Ginny stood at the edge of the parade route as the newly dubbed Golden Trio walked by, waving. She'd never resented Harry before but, suddenly, she did. He smiled to the crowd and slung an arm around Hermione, and Ginny knew it was an act and he hated the attention but, for the first time, she didn't care.

Her fingers crept to one of the scars she'd received during her hellish year at Hogwarts, learning what torture felt like under the hands of the Carrow twins. People spoke in hushed voices about what Hermione had endured, a secret the world knew, but no one spared a thought for the people the Trio had left behind. She knew what the cruciatus curse felt like. They all did.

It didn't bother Neville. He would duck his head and shrug off what he'd done in their absence. He didn't mind playing the supporting role, the eternal sidekick. He was happy to slip back into the greenhouse with his plants.

Ginny remembered sneaking into the shed to steal brooms because she had to learn to fly in secret. She remembered putting herself back together after she'd spent a year possessed, the only help from her family scoldings about how had she been so stupid as to trust an enchanted object and some hot chocolate.

Harry had forgotten she'd endured that. When she'd reminded him he wasn't the only one to know what it felt like to have Voldemort in his head he'd blushed and muttered, "I forgot."

"Lucky you," she'd said.

She couldn't forget. She couldn't forget the possession or having to learn things in secret her brothers did openly. She couldn't forget the feel of cruciatus or the mad laugh of Alecto Carrow calling her a blood traitor. She couldn't forget, also, that Bellatrix had gone for her personally. Bellatrix had known she was dangerous. Bellatrix had known she was powerful.

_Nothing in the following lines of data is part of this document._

PR #398, opened 2016-07-17
Make facets much faster

slavikm:
1. Eliminate field cache lookup for each document match times number of fields and terms
2. Make sure to return only relevant fields in the FieldTerms

On a sample of a few 1000s documents with back index rows ranging from 10s to 10000s single facet search returns in less than a second instead of almost 4 min of 100% CPU.

### DIFF
--- a/index/index.go
+++ b/index/index.go
@@ -77,10 +77,9 @@ type IndexReader interface {
 
 	Document(id string) (*document.Document, error)
 	DocumentFieldTerms(id string) (FieldTerms, error)
-	DocumentFieldTermsForFields(id string, fields map[string]uint16) (FieldTerms, error)
+	DocumentFieldTermsForFields(id string, fields []string) (FieldTerms, error)
 
 	Fields() ([]string, error)
-	FieldIDs(fields []string) ([]uint16, error)
 
 	GetInternal(key []byte) ([]byte, error)
 
--- a/index/index.go
+++ b/index/index.go
@@ -77,8 +77,10 @@ type IndexReader interface {
 
 	Document(id string) (*document.Document, error)
 	DocumentFieldTerms(id string) (FieldTerms, error)
+	DocumentFieldTermsForFields(id string, fieldIDs []uint16, fields []string) (FieldTerms, error)
 
 	Fields() ([]string, error)
+	FieldIDs(fields []string) ([]uint16, error)
 
 	GetInternal(key []byte) ([]byte, error)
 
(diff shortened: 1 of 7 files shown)


slavikm:
@mschoch any chance of taking a look? Blocking us on a feature depending on facets.

mschoch:
Sorry for the delay.  I don't think I'm going to be able to rush this one through.

Obviously we want to make facets faster, and some of this makes sense, but I do have some concerns.

1.  I don't really like the idea that the numeric field IDs become exposed with this change.  I was hoping that at the index tier, everything external was done with field names, and field ids were an internal implementation detail.  This is important since we're separately working on optimizing the indexing tier and these abstractions/boundaries are what give us flexibility to make changes internally.

2.  I'm not exactly sure why keeping the map of field IDs in the facet builder helps, as internal to the indexing tier we have the "field cache", which as its name implies is supposed to be the fast/cached fieldName/fieldID mapping.

Separately, but related I've realized there are other features (sorting results on something other than score) than can take advantage of loading these field terms.  Obviously, if you create a facet on a field and later want to sort the hits on that same field, you shouldn't have to look it up twice.  I was thinking that perhaps these already looked up values should be put into DocumentMatch structure.  This isn't a fully-baked solution yet, but that was my thinking.

slavikm:
@mschoch Understood regarding field IDs BUT going to the field cache for every match for potentially 100,000s of matches is one of the reasons this is pretty slow.

On the other hand, just loading the relevant fields and resolving them outside of the internal loop over termEntries is going to increase performance by a lot.

Would that make sense? I can change it to be a much smaller change - remove the exposed field IDs but keep the `DocumentFieldTermsForFields`.

mschoch:
Yeah I understand what you're saying, I just don't understand why from reading the code.  The cache was itself put in to speed this up.  This feels like we're putting a cache in front of the cache, but they're both hash maps.  I don't doubt what you're saying, I just don't understand it.

I'll take a closer look, but I'm offline most of tomorrow so it may not be right away.

slavikm:
One resolve happens just once (when building the facets). The other resolve happens for each match. Field cache is doing a full loop on all fields because the map is name->id and you need id->name. On the other hand, I did a bit of performance testing and definitely the biggest bang is removing the resolve from internal loop as I said above.
`fieldName := i.index.fieldCache.FieldIndexed(uint16(*entry.Field))`

slavikm:
@mschoch made a quick change to just make sure we are not doing the loop on all fields inside the loop of termEntries. This way, the field IDs are not exposed but there are still major performance gains.

slavikm:
@mschoch just to add a bit of color in our use case of a single facet on about 6000 fairly complex documents we moved from 190 sec 100% CPU to 1 sec, with the change as it is now (without exposing field IDs)

mschoch:
OK, this looks good now.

No one else seemed to remember.

She stood and clapped for her brother and his friends as they walked by and waved. Ron was half-embarrassed, half-gratified by the attention.

"You're a good girlfriend." Draco Malfoy had come up behind her. Since the war he'd cheered at the right times, and the Malfoys had given donations to the right causes. He was so, so reformed. She didn't believe it. "Standing on the sidelines and clapping for the heroes."

"Fuck you, Malfoy," she said without turning her head.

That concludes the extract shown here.